Please restate the data exactly, from the first line to the last.

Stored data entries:
——

PR #18577, opened 2023-03-28
Kdump expendable ModalError

jelly:
Previous: (without expandable :) )
image

New:
Screenshot from 2023-03-28 21-19-42

### DIFF
--- a/pkg/kdump/kdump-view.jsx
+++ b/pkg/kdump/kdump-view.jsx
@@ -125,9 +125,9 @@ const KdumpSettingsModal = ({ settings, initialTarget, handleSave }) => {
                 .catch(error => {
                     if (error.details) {
                         // avoid bad summary like "systemd job RestartUnit ["kdump.service","replace"] failed with result failed"
-                        // if we have a more concrete journal
+                        // if we have a more concrete journal and trim journal's `kdump: ` prefix.
                         error.message = _("Unable to save settings");
-                        error.details = <CodeBlockCode>{ error.details }</CodeBlockCode>;
+                        error.details = <CodeBlockCode>{ error.details.replaceAll(/\nkdump: /g, "\n") }</CodeBlockCode>;
                         setError(error);
                     } else {
                         // without a journal, show the error as-is
--- a/pkg/kdump/kdump-view.jsx
+++ b/pkg/kdump/kdump-view.jsx
@@ -156,7 +156,8 @@ const KdumpSettingsModal = ({ settings, initialTarget, handleSave }) => {
                        </Button>
                    </>
                }>
-            {error && <ModalError dialogError={error.message || error}
+            {error && <ModalError isExpandable
+                                  dialogError={error.message || error}
                                   dialogErrorDetail={error?.details} />}
             <Form id="kdump-settings-form" isHorizontal>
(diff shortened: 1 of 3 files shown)


pkg/kdump/kdump-view.jsx
```diff
@@ -127,7 +127,7 @@ const KdumpSettingsModal = ({ settings, initialTarget, handleSave }) => {
                         // avoid bad summary like "systemd job RestartUnit ["kdump.service","replace"] failed with result failed"
                         // if we have a more concrete journal
                         error.message = _("Unable to save settings");
-                        error.details = <CodeBlockCode>{ error.details }</CodeBlockCode>;
+                        error.details = <CodeBlockCode>{ error.details.replaceAll("kdump: ", "") }</CodeBlockCode>;
```
garrett, line 130:
```suggestion
                        error.details = <CodeBlockCode>{ error.details.replaceAll(/^kdump: /, "") }</CodeBlockCode>;
```

Would this be better to make sure `kdump: ` a regular expression and have it match the beginning of lines? (It _probably_ doesn't matter, though. And I didn't check to see if this actually works. :sweat_smile:)

garrett (dismissed):
Looks good from the screenshot. It's probably fine once you address Katerina's comment. Also, perhaps consider my comment (if it even works here).

But I do like the idea (as I suggested it :wink:) and it looks like it works, according to the screenshot. :grin:

pkg/kdump/kdump-view.jsx
jelly: Yes, this is a bit sloppy as it removes one extraneous `kdump: `. in the middle of the line.

jelly: right, but in some more effort and now it doesn't strip extranous `kdump: `.

Screenshot from 2023-03-29 10-06-28

jelly:
> Looks good from the screenshot. It's probably fine once you address Katerina's comment. Also, perhaps consider my comment (if it even works here).
> 
> But I do like the idea (as I suggested it wink) and it looks like it works, according to the screenshot. grin

As a follow up we should probably look into other ModalError users where we can also use this new isExpandable property.

garrett:
> As a follow up we should probably look into other ModalError users where we can also use this new isExpandable property.

Definitely.

Once concern I have is if the `>` icon is enough. We could have some expander action link that also expands it (and an ignore one that does the same as the `x` icon, for balance, I suppose). It probably also depends on how important the additional supporting text is... in some cases, just hiding it, but making it _possible_ to show the extra text would be enough.

jelly:
> > As a follow up we should probably look into other ModalError users where we can also use this new isExpandable property.
> 
> Definitely.
> 
> Once concern I have is if the `>` icon is enough. We could have some expander action link that also expands it (and an ignore one that does the same as the `x` icon, for balance, I suppose). It probably also depends on how important the additional supporting text is... in some cases, just hiding it, but making it _possible_ to show the extra text would be enough.

I checked and the expanded state of the Alert is [internal](https://github.com/patternfly/patternfly-react/blob/v5/packages/react-core/src/components/Alert/Alert.tsx#L179) and can't be controlled from outside. So we can't add  a `view details` button which expands the alert.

——

**ANSWER BOX:**
PR #18577, opened 2023-03-28
Kdump expendable ModalError

jelly:
Previous: (without expandable :) )
image

New:
Screenshot from 2023-03-28 21-19-42

### DIFF
--- a/pkg/kdump/kdump-view.jsx
+++ b/pkg/kdump/kdump-view.jsx
@@ -125,9 +125,9 @@ const KdumpSettingsModal = ({ settings, initialTarget, handleSave }) => {
                 .catch(error => {
                     if (error.details) {
                         // avoid bad summary like "systemd job RestartUnit ["kdump.service","replace"] failed with result failed"
-                        // if we have a more concrete journal
+                        // if we have a more concrete journal and trim journal's `kdump: ` prefix.
                         error.message = _("Unable to save settings");
-                        error.details = <CodeBlockCode>{ error.details }</CodeBlockCode>;
+                        error.details = <CodeBlockCode>{ error.details.replaceAll(/\nkdump: /g, "\n") }</CodeBlockCode>;
                         setError(error);
                     } else {
                         // without a journal, show the error as-is
--- a/pkg/kdump/kdump-view.jsx
+++ b/pkg/kdump/kdump-view.jsx
@@ -156,7 +156,8 @@ const KdumpSettingsModal = ({ settings, initialTarget, handleSave }) => {
                        </Button>
                    </>
                }>
-            {error && <ModalError dialogError={error.message || error}
+            {error && <ModalError isExpandable
+                                  dialogError={error.message || error}
                                   dialogErrorDetail={error?.details} />}
             <Form id="kdump-settings-form" isHorizontal>
(diff shortened: 1 of 3 files shown)


pkg/kdump/kdump-view.jsx
```diff
@@ -127,7 +127,7 @@ const KdumpSettingsModal = ({ settings, initialTarget, handleSave }) => {
                         // avoid bad summary like "systemd job RestartUnit ["kdump.service","replace"] failed with result failed"
                         // if we have a more concrete journal
                         error.message = _("Unable to save settings");
-                        error.details = <CodeBlockCode>{ error.details }</CodeBlockCode>;
+                        error.details = <CodeBlockCode>{ error.details.replaceAll("kdump: ", "") }</CodeBlockCode>;
```
garrett, line 130:
```suggestion
                        error.details = <CodeBlockCode>{ error.details.replaceAll(/^kdump: /, "") }</CodeBlockCode>;
```

Would this be better to make sure `kdump: ` a regular expression and have it match the beginning of lines? (It _probably_ doesn't matter, though. And I didn't check to see if this actually works. :sweat_smile:)

garrett (dismissed):
Looks good from the screenshot. It's probably fine once you address Katerina's comment. Also, perhaps consider my comment (if it even works here).

But I do like the idea (as I suggested it :wink:) and it looks like it works, according to the screenshot. :grin:

pkg/kdump/kdump-view.jsx
jelly: Yes, this is a bit sloppy as it removes one extraneous `kdump: `. in the middle of the line.

jelly: right, but in some more effort and now it doesn't strip extranous `kdump: `.

Screenshot from 2023-03-29 10-06-28

jelly:
> Looks good from the screenshot. It's probably fine once you address Katerina's comment. Also, perhaps consider my comment (if it even works here).
> 
> But I do like the idea (as I suggested it wink) and it looks like it works, according to the screenshot. grin

As a follow up we should probably look into other ModalError users where we can also use this new isExpandable property.

garrett:
> As a follow up we should probably look into other ModalError users where we can also use this new isExpandable property.

Definitely.

Once concern I have is if the `>` icon is enough. We could have some expander action link that also expands it (and an ignore one that does the same as the `x` icon, for balance, I suppose). It probably also depends on how important the additional supporting text is... in some cases, just hiding it, but making it _possible_ to show the extra text would be enough.

jelly:
> > As a follow up we should probably look into other ModalError users where we can also use this new isExpandable property.
> 
> Definitely.
> 
> Once concern I have is if the `>` icon is enough. We could have some expander action link that also expands it (and an ignore one that does the same as the `x` icon, for balance, I suppose). It probably also depends on how important the additional supporting text is... in some cases, just hiding it, but making it _possible_ to show the extra text would be enough.

I checked and the expanded state of the Alert is [internal](https://github.com/patternfly/patternfly-react/blob/v5/packages/react-core/src/components/Alert/Alert.tsx#L179) and can't be controlled from outside. So we can't add  a `view details` button which expands the alert.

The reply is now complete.